Antivirus Software Performs Poorly Against New Threats

[TaoPhoenix]

I'll just open this with a quick link to Slashdot's version of the news, without repeating all their links etc.
Antivirus Software Performs Poorly Against New Threats
http://it.slashdot.o...-against-new-threats

The main report is here:
http://www.imperva.c...ivirus_Solutions.pdf

My initial remark is that Microsoft is noted at the top of the "market share" list, yet as they are a little unemphasized in the detailed reporting charts.

[Renegade]

This boils down to there being APIs that are very sensitive and open to abuse, and that they are completely open on the desktop. Mobile platforms force you to declare the APIs that you use, and this offers a degree of protection.

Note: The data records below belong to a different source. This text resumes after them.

PR #612, opened 2019-05-15
Bulkupload api presign url

nasirmids:
Hello, 

Summary

Here is the trello card https://trello.com/c/kIUwAZTN  and has same details as below with screen shots.

This is an end point to retrieve the presign URL and it accept establishment name and filename. It is valid for 5 minutes at the moment. The url is using aws user key to upload the file and set the relevent values

API end point is http://localhost:3000/api/establishment/144/bulkupload/signedUrl
S3 Bucket Name Sfcbulkuploadfiles
Path https://s3.conssfcs3policyonlyole.aws.amazon.com/s3/buckets/sfcbulkuploadfiles/?region=eu-west-2&tab=overview
AWS IAM User = BulkUploadUser (policy name is sfcs3policyonly and can only access s3)
Meta data= I am storing few information here regarding the file
versioning = no

This is so far best of knowledge/scenario  i have and it might change if requirement changes but not expecting massively.


server/config/config.js
```diff
@@ -207,7 +207,33 @@ const config = convict({
           env: 'SLACK_LEVEL',
           default: 0
       }
-  }
+  },
+  bulkuploaduser: {
+    accessKeyId: {
+      doc: 'The BU user',
```
wozzer72: What does BU mean? Don't use acronyms.

server/config/config.js
```diff
@@ -207,7 +207,33 @@ const config = convict({
...
+      format: '*',
+      default: '',
+      env: 'Access_KEY_ID',
```
wozzer72: Why is Access lowercase?

server/config/config.js
```diff
@@ -207,7 +207,33 @@ const config = convict({
           env: 'SLACK_LEVEL',
           default: 0
       }
-  }
+  },
+  bulkuploaduser: {
+    accessKeyId: {
```
wozzer72: I presume this is the AWS Access Key. Why is there an access key/secret for just bulk upload?

server/config/config.js
```diff
@@ -207,7 +207,33 @@ const config = convict({
...
+      doc: 'The BU user',
+      format: '*',
+      default: '',
+      env: 'Access_KEY_ID',
+    },
+    secretAccessKey: {
+      doc: 'The BU user',
```
wozzer72: Description needs to be informative. So the fact that you have the same description on all means it is not informative.

server/config/config.js
```diff
@@ -207,7 +207,33 @@ const config = convict({
...
+      format: '*',
+      default: '',
+      env: 'S3_BUCKET',
+    },
+    region: {
+      doc: 'The BU user',
+      format: '*',
+      default: '',
+      env: 'S3_REGION',
```
wozzer72: Why does this need to be an environment variable?

server/routes/establishments/bulkUpload.js
```diff
@@ -0,0 +1,48 @@
...
+      // ACL: 'public-read',
+      ContentType: req.query.type,
+      Metadata: {
+        dateuploaded: new Date().toString(),
+        username: '',
+        establishmentid: establishmentId.toString(),
+        filestatus: FileStatusEnum.New,
+        validationstatus: FileValidationStatusEnum.Pending
+      },
+      Expires: 300, // 5 minutes
```
wozzer72: should be a constant, rather than hard coded

wozzer72: Even better, should be a config variable.

server/routes/establishments/bulkUpload.js
```diff
@@ -0,0 +1,48 @@
...
+  });
+
+  try {
+    var uploadPreSignedUrl = s3.getSignedUrl('putObject', {
+      Bucket: appConfig.get('bulkuploaduser.bucketname').toString(),
+      Key: establishmentId + '/new/' + req.query.filename,
+      // ACL: 'public-read',
+      ContentType: req.query.type,
+      Metadata: {
+        dateuploaded: new Date().toString(),
```
wozzer72: Why is dateuploaded metadata? Surely, an S3 object has a created date already.

server/routes/establishments/bulkUpload.js
```diff
@@ -0,0 +1,48 @@
...
+    accessKeyId: appConfig.get('bulkuploaduser.accessKeyId').toString(),
+    secretAccessKey: appConfig.get('bulkuploaduser.secretAccessKey').toString(),
+    region: appConfig.get('bulkuploaduser.region').toString(),
+    useAccelerateEndpoint: true,
+  });
+
+  try {
+    var uploadPreSignedUrl = s3.getSignedUrl('putObject', {
+      Bucket: appConfig.get('bulkuploaduser.bucketname').toString(),
+      Key: establishmentId + '/new/' + req.query.filename,
```
wozzer72: Shouldn't `new` here be taken from the enum?

server/routes/establishments/bulkUpload.js
```diff
@@ -0,0 +1,48 @@
...
+      // ACL: 'public-read',
+      ContentType: req.query.type,
+      Metadata: {
+        dateuploaded: new Date().toString(),
+        username: '',
+        establishmentid: establishmentId.toString(),
+        filestatus: FileStatusEnum.New,
```
wozzer72: You have status as meatdata and in object path. This is duplication that needs to be managed. Why dupkicate?

server/routes/establishments/bulkUpload.js
```diff
@@ -0,0 +1,48 @@
...
+        validationstatus: FileValidationStatusEnum.Pending
+      },
+      Expires: 300, // 5 minutes
+    });
+    res.json({ success: true, message: 'Pre-Signed', urls: uploadPreSignedUrl });
```
wozzer72: Why are you retuning "status" of a fixed value of true? It adds nothing to the response.

server/routes/establishments/bulkUpload.js
```diff
@@ -0,0 +1,48 @@
...
+    res.end();
+  }
+  catch (err) {
+    console.error('establishment::bulkupload GET/:PreSigned - failed', err.message);
+    return res.status(503).send('Failed to restrieved Presigned URL');
```
wozzer72: Angular prefers JSON as I found out yesterday when wanting to raise defect on login failure as a result of GDS refactoring.
Any reason why you need to return the message? What value is it adding? This endpoint does not more other than returning a presigned URL. Returning 503 is enough.

server/config/config.js
nasirmids: ok to that, no need this to be env variable

server/routes/establishments/bulkUpload.js
nasirmids: removed

server/routes/establishments/bulkUpload.js
nasirmids: indeed a good point; i was lazy in thinking to read from metadata than parsing the path but everytime status change; path will also changed accordingly. I remove it now

server/routes/establishments/bulkUpload.js
nasirmids: i have notice and Just done before you commit :)

server/routes/establishments/bulkUpload.js
nasirmids: ok it make no sense for Front end to have this message; i removed

server/routes/establishments/bulkUpload.js
nasirmids: initially i thought the front end want to check status true but url itself is success response; do removing and keeping only "urls"

nasirmids:
All changes done; may be few things change when front end guys actually pick this.

server/config/config.js
nasirmids: This is bulk upload specific user access which is limited to s3 bucket.

nasirmids:
Two key points after discussion with Warren.

- Establishment ID need to replaced with UUID
- AWS access key need to be application level and managed more properly otherwise we are end up managing multiple access keys for different task. I am going to raise this trello to have this managed as key manager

I could easily write a quick piece of software to steal passwords and send them to me that you could run, and the only thing that would set off your AV software is that it wasn't a common piece of software that it already knew about, so it could alert you. Avast does this.

However, look at all the NANY entries. You may very well get some warnings from some of them.

That doesn't mean that they are infected, nor that they are safe. Basically, you need to trust in the author. (I can assure you that I do not write malware, though I have had very thick envelopes passed across the table to me just to consider it [not even for writing it] -- I pushed the envelope back.)

New threats will always emerge. A good tactic is to "wait and see".

[barney]

Accidents will happen, but until the average users are willing to take/accept responsibility for their actions/activities online, malware will always be a threat.  Instead folk on the Web want to rely upon third party software to protect them from their own folllies.  Kinda like a drunk driver not understanding why he got a DWI - he was just havin' fun.

When I was on CompuServe many moons ago, there was a guy - Ross Greentree or Greenberg, I think - who challenged virus writers to attack him.  (This was when Peter Norton (nice guy) and Ron McAfee (ego and bad attitude) and Phil Katz (ZIP format author - interesting story tied to that) were just getting started.)  He considered his protections to be superior.  It wasn't.  A lot of folk browsing today have Ross' attitude:  they can go anywhere because they are protected, so they don't have to exercise caution, just have fun - just like that guy with the DWI.

The willingly unaware will always be in danger, for, as Renegade said, "New threats will always emerge."

[Notok]

Accidents will happen, but until the average users are willing to take/accept responsibility for their actions/activities online, malware will always be a threat.  Instead folk on the Web want to rely upon third party software to protect them from their own folllies.  Kinda like a drunk driver not understanding why he got a DWI - he was just havin' fun.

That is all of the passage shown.